[Stored data]
Segment Open
PR #1540, opened 2025-03-30
ci(docs): add path filters to deploy-docs workflow

bydlw98:
With this commit, an additional check is ran on whether files in 'doc' directory or 'docs.yaml' workflow file are modified.

This prevents documentation website from being updated when there are no changes in documentation nor changes in deployment settings.


Saghen:
Thank you!

PR #2238, opened 2025-11-01
feat(snippets)!: rework LuaSnip source

soifou:
Some refactoring on this source for easier maintenance with better annotations. 

- Support latest LuaSnip (branch `main`) 
- Auto-show completion window for node choices (similar to builtin snippet)
- Ghost text "improved" to be more like other snippet engines or LSPs:
  - Support multiline snippets,
  - Dynamic node are represented by `...` 
  - Respect current user indent 
  - Fallback to the label/trigger
- `opts.prefer_doc_trig` removed, this is now always enabled.
- Annotations from https://github.com/L3MON4D3/LuaSnip/pull/1396 (non-blocking for merge). 

---

DEMO (ghost text and node choices)

https://github.com/user-attachments/assets/7d8bdca8-22a6-4546-8496-724e1871ef4d

### DIFF
--- a/doc/configuration/reference.md
+++ b/doc/configuration/reference.md
@@ -585,8 +585,6 @@ sources.providers = {
       use_show_condition = true,
       -- Whether to show autosnippets in the completion list
       show_autosnippets = true,
-      -- Whether to prefer docTrig placeholders over trig when expanding regTrig snippets
-      prefer_doc_trig = false,
       -- Whether to put the snippet description in the label description
       use_label_description = false,
     }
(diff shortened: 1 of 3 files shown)


saghen:
This looks great, any blockers for merging this?

soifou:
Yep, this only works on the latest LuaSnip `main` branch (few things break on stable) and we're currently pinned to stable `v2.*`:

```lua
-- `main` is untested, please open a PR if you've confirmed it works as expected
dependencies = { 'L3MON4D3/LuaSnip', version = 'v2.*' },
```

We could either wait for the next stable LuaSnip release or remove the version pin from docs but this would breaks user configs, so not recommended.

I can backport the few ChoiceNode methods to be compatible with stable `v2.*` if you prefer to keep this PR moving. Just let me know!

saghen (approved):

Issue #2028, opened 2025-07-25
Filter out incompatible snippets from friendly-snippets


saghen:
### Feature Description

When loading friendly snippets and using the built-in snippet engine, we should filter out snippets that fail to parse to avoid issues like #2025 and #207. Even better would be attempting to transform those snippets to make them work. We should document this clearly and only apply this to the friendly-snippets.

PR #2239, opened 2025-11-03
fix(snippets): ensure proper espcaping of special chars

### LINKED ISSUE #2072: Snippet parsing failes with single backslash in clipboard.

### Bug Description

This problem occurs for example in tex files. 

# reproduction
- install friendly-snippets (or any snippet with TM_SELECTED_TEXT)
- open .tex file
- copy "This is a \mathrm{A}."
- trigger the snippet BEN (from friendly-snippets)

now the \ are not correctly escaped.
In the preview for the snippet the \ is there. If there are two \ it is only shown one.

### Relevant configuration

```lua

```

### `neovim` version

NVIM v0.11.3 Build type: Release LuaJIT 2.1.1741730670

### `blink.cmp` version

ce26f9fbaa4560440dd981cad1d2e47ae82dd3a6

soifou:
Previously, when working with the built-in snippet engine, placeholders like `TM_*` or `CLIPBOARD` were populated blindly without escaping special characters. This caused parsing failures, especially for LaTeX snippets with extensive use of these chars.

This change ensures proper escaping according to LSP snippet grammar EBNF conventions.

Closes #2072
Related #2028

### DIFF
--- a/lua/blink/cmp/sources/snippets/default/registry.lua
+++ b/lua/blink/cmp/sources/snippets/default/registry.lua
@@ -178,6 +178,11 @@ function registry:expand_vars(snippet, cache_key)
       end
 
       if replacement then
+        -- Escape special chars according to the snippet grammar EBNF conventions
+        replacement = replacement:gsub('\\', '\\\\') -- Escape backslashes first!
+        replacement = replacement:gsub('%$', '\\$')
+        replacement = replacement:gsub('}', '\\}')
+
         -- Escape % characters (otherwise fails with strings like `%20`)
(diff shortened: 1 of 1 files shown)


saghen:
Would it make sense to instead apply this transformation in `registry:expand_vars` so that it applies to all variables? `TM_CURRENT_LINE` could also contain special characters for example

soifou:
Absolutely, thanks for pointing that out! It should be safe to merge now based on my tests.

saghen:
Thanks!

PR #2243, opened 2025-11-05
fix(signature): enable trigger after show signature manually

acidx27x:
Allow updating signature with trigger when turn on by keymap manually even when trigger is disabled globally like: `signature = { enabled = true, trigger = { enabled = false, }, }.`

Now when `trigger` is disabled, i need to invoke `show_signature/hide_signature` to update signature cursor position on typing. I think it is better to enable trigger update after call to `show_signature` manually. It looks like more expected behavior if user don`t want to trigger signature help automatically but still want to enable it by hand.

### DIFF
--- a/lua/blink/cmp/sources/lsp/commands.lua
+++ b/lua/blink/cmp/sources/lsp/commands.lua
@@ -5,7 +5,9 @@
 local commands = {}
 
 function commands.register()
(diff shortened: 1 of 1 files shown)


saghen:
Thanks! Sorry for the delay. I've also fixed a case where the signature would force show when the LSP requests it

PR #2252, opened 2025-11-14
refactor(ghost_text): handle multibyte characters and reduce render calls

soifou:
Fixes ghost text display with multibyte characters showing as gibberish. Was using byte offsets instead of character counts, now properly uses `strchars()` and `strcharpart()` for UTF-8 handling.

<details> <summary>Demo</summary>
Before: 

https://github.com/user-attachments/assets/82d66dd1-afd5-4c5e-a669-29fb49f1b1de

After:

https://github.com/user-attachments/assets/b1233b82-070a-4589-89fd-894d1bc99752

</details>

Also addresses a few fixes for noice.nvim ; the ghost text did not appear in cmdline for some context, e.g. `:cd<Space>` and an extra redraw was making the search highlighted text blinking.

Refactored to keep only the event-driven architecture:
- Removed decoration provider in favor of explicit list events
- Pass context object to avoid repeated mode/line lookups
- Drop `TextChangedI` but retained `CursorMovedI` autocmd to prevent text shaking during typing.

Overall this translate in a small performance improvements. The draw calls are reduced by 22-29% and total CPU time reduced by 9-95% depending on operation.

<details> <summary>Performance benchmarks details</summary>

Typing `vim.fn.getcmdtype` with slow typing, fast typing, and extended 500-iteration test.

### Draw Preview Performance

| Branch | Test Type | Calls | Total Time | Avg per Call | vs Main |
|--------|-----------|-------|------------|--------------|---------|
| **Main** | Slow | 56 | 11.29ms | 0.20ms | baseline |
| **Main** | Fast | 45 | 5.79ms | 0.13ms | baseline |
| **Main** | 500 iterations | 500 | 31.22ms | 0.06ms | baseline |
| **PR** | Slow | 40 | 9.25ms | 0.23ms | **29% fewer calls, 18% faster** |
| **PR** | Fast | 35 | 5.07ms | 0.14ms | **22% fewer calls, 12% faster** |
| **PR** | 500 iterations | 500 | 28.35ms | 0.06ms | **9% faster** |

### Show Preview Performance

| Branch | Test Type | Calls | Total Time | Avg per Call | vs Main |
|--------|-----------|-------|------------|--------------|---------|
| **Main** | Slow | 24 | 2.35ms | 0.10ms | baseline |
| **Main** | Fast | 21 | 1.76ms | 0.08ms | baseline |
| **Main** | 500 iterations | 500 | 21.49ms | 0.04ms | baseline |
| **PR** | Slow | 24 | 0.13ms | 0.01ms | **94% faster** |
| **PR** | Fast | 21 | 0.09ms | <0.01ms | **95% faster** |
| **PR** | 500 iterations | 500 | 2.34ms | <0.01ms | **89% faster** |

</details>

### DIFF
--- a/lua/blink/cmp/completion/windows/ghost_text/init.lua
+++ b/lua/blink/cmp/completion/windows/ghost_text/init.lua
@@ -18,20 +18,9 @@ local ghost_text = {
   ns = vim.api.nvim_create_namespace('blink_cmp_ghost_text'),
 }
 
--- immediately re-draw the preview when the cursor moves/text changes
-vim.api.nvim_create_autocmd({ 'CursorMovedI', 'TextChangedI' }, {
+vim.api.nvim_create_autocmd({ 'CursorMovedI' }, {
   callback = function() ghost_text.draw_preview() end,
 })
-
--- immediately re-draw the preview when the menu opens/closes
-menu.open_emitter:on(function()
-  if ghost_text.is_open() and config.show_with_menu then return end
-  ghost_text.draw_preview()
-end)
-menu.close_emitter:on(function()
-  if ghost_text.is_open() and config.show_without_menu then return end
-  ghost_text.draw_preview()
-end)
 
 function ghost_text.enabled()
   if type(config.enabled) == 'function' then return config.enabled() end
@@ -42,9 +31,10 @@ function ghost_text.is_open() return ghost_text.extmark_id ~= nil end
 
 --- Shows the ghost text preview and sets up the state to automatically
 --- redraw it when the cursor moves/text changes
+--- @param context blink.cmp.Context
 --- @param items blink.cmp.CompletionItem[]
 --- @param selection_idx? number
-function ghost_text.show_preview(items, selection_idx)
+function ghost_text.show_preview(context, items, selection_idx)
   -- check if we're supposed to show
   if
     not config.show_with_selection and selection_idx ~= nil
@@ -67,17 +57,9 @@ function ghost_text.show_preview(items, selection_idx)
 
   -- update state and redraw
   ghost_text.selected_item = selected_item
+  ghost_text.context = context
 
-  vim.api.nvim_set_decoration_provider(ghost_text.ns, {
-    on_win = function(_, _, buf) return (utils.is_cmdwin() or utils.is_noice()) and buf == ghost_text_buf end,
-    on_line = function() ghost_text.draw_preview() end,
-  })
-
-  if utils.is_cmdline() then
-    vim.api.nvim__redraw({ buf = ghost_text_buf, flush = true })
-  else
-    ghost_text.draw_preview()
-  end
+  vim.schedule(ghost_text.draw_preview)
 end
 
 --- Redraws the ghost text preview if already shown,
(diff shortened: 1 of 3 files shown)


lua/blink/cmp/completion/windows/ghost_text/init.lua
```diff
@@ -67,10 +67,26 @@ function ghost_text.show_preview(items, selection_idx)
...
+      local ok, changedtick = pcall(vim.api.nvim_buf_get_changedtick, buf)
+      if not ok then
+        ghost_text.last_render_tick[buf] = nil
+        return
+      end
+      if ghost_text.last_render_tick[buf] == changedtick then return end
+      ghost_text.last_render_tick[buf] = changedtick
+      ghost_text.draw_preview()
+    end,
+  })
```
saghen: Not sure why I used `on_line` in the original code, but we should instead be drawing in the `on_win` callback, so that we only draw once per window draw.

soifou: Good catch, `on_win()` is only needed here. I think I'm going to remove the `changedtick` guard because it doesn't trigger a redraw when, for example, using `:cd<Space>` and then navigating in the completion menu. Too bad :/

Do you have any idea why `on_win` gets triggered numerous times per second while in noice search mode (`/`) doing nothing but just staring at my ghost text, whereas in command mode it behaves normally? Try printing something in `on_win()`.

lua/blink/cmp/completion/windows/ghost_text/init.lua
```diff
@@ -67,10 +67,26 @@ function ghost_text.show_preview(items, selection_idx)
...
+
+  -- Immediately re-draw the preview when the cursor moves/text changes
+  vim.api.nvim_create_autocmd({ 'CursorMovedI', 'TextChangedI' }, {
+    group = vim.api.nvim_create_augroup('BlinkCmpGhostTextRedraw', { clear = true }),
+    callback = function() ghost_text.draw_preview() end,
   })
```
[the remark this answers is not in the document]
saghen: Good point, I don't think the `TextChangedI` is needed but I found that sometimes the window isn't redrawn when the cursor is moved. You should be able to replicate it in a repro.lua

lua/blink/cmp/completion/windows/ghost_text/init.lua
saghen: I'd guess there's some `nvim__redraw` calls in noice since neovim doesn't like to re-render while in cmdline, but I can't say for sure

soifou:
@saghen 

Pushed an update that reduces calls to `draw_preview` per keystroke from 3 down to just 1 in the buffer! Also fixed an issue in noice where the ghost text did not appear in some context, e.g. `:cd targets/`.

While reducing CPU cycle, this seem way faster, here is the bencharks after the 50th iteration:

| Function     | main avg (sec) | pr avg (sec) | Speed % (avg) | main tot (sec) | pr tot (sec) | Speed % (tot) |
|--------------|----------------|--------------|---------------|----------------|--------------|---------------|
| show_preview | ~0.00014       | ~0.00002     | 93% faster    | ~0.00704       | ~0.00078     | 89% faster    |
| draw_preview | ~0.00017       | ~0.00012     | 29% faster    | ~0.00836       | ~0.00634     | 24% faster    |

There's probably still more room for optimization, but initially, I only wanted to fix this multibyte issue :smile:

---

**EDIT** Moved to draft for now will do more tests until I'm sure I did not broke anything.

soifou:
Pushed an update, I took another stab at it. Details are in the PR description. LGTM I've been using it for 24 hours and haven't seen any regressions.

saghen:
Brilliant, thank you!

Issue #1889, opened 2025-06-11
Crash when opening completion in nomodifiable buffer (e.g. buftype=nofile)


tnowad:
### Make sure you have done the following

- [x] Updated to the latest version of `blink.cmp`
- [x] Searched for existing issues and documentation (try `<C-k>` on https://cmp.saghen.dev)

### Bug Description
Segment Closed
ACTION ITEM -
Would you count the lines in the data that include the word "fixed" and reply with only the number?

RESULT FOR THIS EXERCISE -
2